*WHAT IS BEING ASKED*. All entries must be transcribed without a single difference.

[Opening ENTRIES SHOWN section]

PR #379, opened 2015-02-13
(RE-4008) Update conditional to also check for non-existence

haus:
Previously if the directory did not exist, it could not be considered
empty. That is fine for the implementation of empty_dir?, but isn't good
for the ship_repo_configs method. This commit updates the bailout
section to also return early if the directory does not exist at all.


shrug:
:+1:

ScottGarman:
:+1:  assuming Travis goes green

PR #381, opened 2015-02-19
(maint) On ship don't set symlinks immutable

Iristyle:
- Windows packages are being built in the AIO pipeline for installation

[Closing ENTRIES SHOWN section]

*ANSWER BOX*.
PR #379, opened 2015-02-13
(RE-4008) Update conditional to also check for non-existence

haus:
Previously if the directory did not exist, it could not be considered
empty. That is fine for the implementation of empty_dir?, but isn't good
for the ship_repo_configs method. This commit updates the bailout
section to also return early if the directory does not exist at all.


shrug:
:+1:

ScottGarman:
:+1:  assuming Travis goes green

PR #381, opened 2015-02-19
(maint) On ship don't set symlinks immutable

Iristyle:
- Windows packages are being built in the AIO pipeline for installation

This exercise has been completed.